Today when I went to go work at pony school in the morning the director just out of the blue said, "I only have one kid in my group class today because the other's couldn't make it so I'll have you take it and it will be your first private." Squeeeee! It was a great way to do it because I didn't have any time to freak out about it.
It went pretty well. I felt like I was flailing a little but my student (who was six years old) appeared to not notice. She asked if I was going to be teaching during the summer and she asked in a "I'll get to see you!" sort of way - not in a "Oh my god I sure hope you aren't my teacher!" sort of way.
We worked on keeping her bottom in the saddle when she asks the horse to stop, then played Simon Says (which is what I used to play with my daughter when I would take her on lead line rides when she was a toddler) then I took her on a "trail ride". The trail rides are where you walk down the path past the CSA farmland then back and around the camp through all these really cute obstacles like the noodle forest and the umbrella jungle. It's really very clever and fun.
My only unpleasant and worrisome experience for me (because I completely over-thought it) was when we were on the "trail ride" down past the crops and Dreamy decided to lunge for grass. Haflingers are a lot stronger than plain ole little ponies and even stronger than Toad my 16.1 Thoroughbred. They're kind of like the pitbulls of horses because they are very bulky and all muscle and when they want something they want something and a little tug from the handler is not going to divert their attention. I had to pull out all my tricks to get his head out of the long grass and in the process he managed to land one of his lumbering front feet on my foot. But success of the day! I did not swear! I just say "Hey! Get off my foot!" and had to lean into him to move over because the "poke poke move" thing doesn't work on him. We managed to make it back to the barn in one piece and right before going to the arena he dove for the tiniest bit of grass near the goat pen, I yanked back and he landed squarely on my foot again. Second success of the day - I didn't swear! It did fly out of my mouth "Seriously? Seriously?! You're on my foot again!" but it was easier to push him off this time. Doh!
Thankfully, the director of the school had some strategies she taught me to keep that from happening again. Yikes!

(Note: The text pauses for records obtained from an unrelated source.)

PR #635, opened 2026-06-19
feat: Add Persona Survey page and related settings

surajshetty3416:
Before user starts using Builder, understand the persona of the user so that we can tailor Builder accordingly
Screenshot 2026-06-19 at 2 03 49 PM


surajshetty3416:
@mergifyio backport master

PR #637, opened 2026-06-22
Remove unused path from Tailwind config

gaurahari-dasa:
The removed path refers to a node_modules folder in the parent directory which is clearly wrong as the node_modules folder in the current directory is where frappe-ui package will be found installed.


gaurahari-dasa:
I get it. That parent path to frappe-ui is required when we execute `yarn dev` or `yarn build` from the parent (builder) directory. Hence, this PR is not really required.

PR #647, opened 2026-06-29
feat: Unified Components and Templates

stravo1:
## Summary

This PR unifies Builder Templates and Components under `Builder Component`.

Templates are now standard/first-party components (`is_standard = 1`), while user components remain non-standard. Existing page content requires no migration because templates previously inserted copied blocks.

## Changes

- Added catalog metadata to `Builder Component`:
  - Standard status
  - Label and category
  - Preview image
  - Preview width and height
  - Sort order
- Converted shipped block-template fixtures into standard component fixtures.
- Updated install/migration sync to import standard components.
- Templates tab now shows only standard components.
- Components tab excludes standard components and retains page/global filtering.
- Added category grouping to both tabs.
- Added grid and list views to both tabs using `ItemListRow`.
- Templates now use the normal component insertion flow with pinned versions.
- Template instances support component props, data scripts, JavaScript, CSS, reset, detach, and updates.
- Added a component details popover for editing:
  - Label
  - Category
  - Preview image
  - Preview width and height
- Creating a template now creates a standard `Builder Component`.
- Standard components are exported as fixtures when saved in developer mode.
- `Block Template` remains as a deprecated compatibility surface but is no longer used by active builder flows.

## Migration

No page-content migration is required. Previously inserted templates already exist as ordinary copied blocks.

Existing `Block Template` records are retained but no new records are created.

Demo:

https://github.com/user-attachments/assets/2c5d9450-8453-4868-8767-16a0295db480

Screenshot 2026-06-29 at 8 03 14 PM


stravo1:
We need Component Preview. Closing this as this we have no immediate plans of unifying components and templates

PR #656, opened 2026-07-02
feat: Canvases in iframes

stravo1:
Render each responsive canvas breakpoint inside an isolated iframe.

This makes the editor canvas behave more like the published page by separating its DOM, styles, events, and client scripts from the Builder interface.

- Styles and scripts no longer interfere with the editor UI
- Each breakpoint has its own isolated document and runtime
- Component, and page client scripts can be emulated in the canvas
- Canvas interactions operate across iframe boundaries

> This does not guarantee safe script execution as scripts can still cross the iframe boundary and reach parent window, but we do achieve total DOM isolation.

https://github.com/user-attachments/assets/996beca0-1c12-4b4e-a03d-fa9ed565ac08

https://github.com/user-attachments/assets/3a020ef4-3506-4e7b-8754-7a7f1403dc3d

Screenshot 2026-07-02 at 11 52 50 PM


stravo1:
This implementation has a real cost. Any implementation that uses an iframe has the same cost.

An iframe also gives the most complete isolation available. It isolates the styles and the code.

The shadow DOM gives a middle ground. It isolates the styles. Manual JavaScript sandboxing (facades) isolates the code.

I close this for now. The work needs more attention first, to reduce the performance cost.

PR #659, opened 2026-07-06
fix: Update frappe-ui to v1.0.0-beta.21

surajshetty3416:
Updates the frappe-ui submodule from v1.0.0-beta.8 to v1.0.0-beta.21 (keeping the exact version pin in `frontend/package.json` in sync so yarn resolves the workspace copy), plus the adaptations the new version needs:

What I ended up overthinking was that we are always telling the kids to "watch your feet" and I was not able to do that (twice!) and also we tell them it's horrible to have your foot stepped on by a horse and honestly, often it is (see back in 2011 when Sinatra broke my toe stomping on it). So I hope my student didn't walk away thinking "What's the big deal? She got her foot stepped on twice and she was fine" because I was just very lucky.